I am quite close. The issue I am currently having is that the years are incorrect. I have figured out that this is a issue between numpy.datetime64 (the datetime index is in this format), and python datetime which is used the 1970 epoch. The two years shown on the chart should be 2017 and 2018 but they show 48 and 49.
import pandas as pd
import numpy as np
import matplotlib.pyplot as plt
from matplotlib.dates import MonthLocator, WeekdayLocator, DateFormatter, YearLocator
indx = pd.date_range('2017-04-01', '2019-01-01')
s = pd.Series(np.random.randn(len(indx)), index=indx)
df = pd.DataFrame(s)
ax = df.plot()
months = MonthLocator(range(1, 13), bymonthday=1, interval=1)

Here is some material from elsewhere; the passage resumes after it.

PR #689, opened 2026-07-25
feat(store): Resolve crew aliases to exact model strings before the invocation insert [ORB-10354]

danieljhkim:
Resolves **ORB-10354**. Implements **ADR-0247** (included in this diff for review).

## Problem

monthsFmt = DateFormatter("%b")
years = YearLocator(1, month=4, day=1)
yrsFmt = DateFormatter("\n %y")
ax.xaxis.set_major_locator(years)
ax.xaxis.set_major_formatter(yrsFmt)
ax.xaxis.set_minor_locator(months)
ax.xaxis.set_minor_formatter(monthsFmt)
plt.show()
How do I show the right years here?
Upvotes: 2
Views: 2433
Reputation: 36635
Matplotlib counts years from zero but UNIX since 1970. Therefore you got years of 48, 49 and etc. To avoid this behavior of matplotlib you have to get from your pandas datetime index date part and then use %Y
descriptor to get full years for major ticks:
import pandas as pd
import numpy as np
import matplotlib.pyplot as plt
from matplotlib.dates import MonthLocator, WeekdayLocator, DateFormatter, YearLocator
indx = pd.date_range('2017-04-01', '2019-01-01')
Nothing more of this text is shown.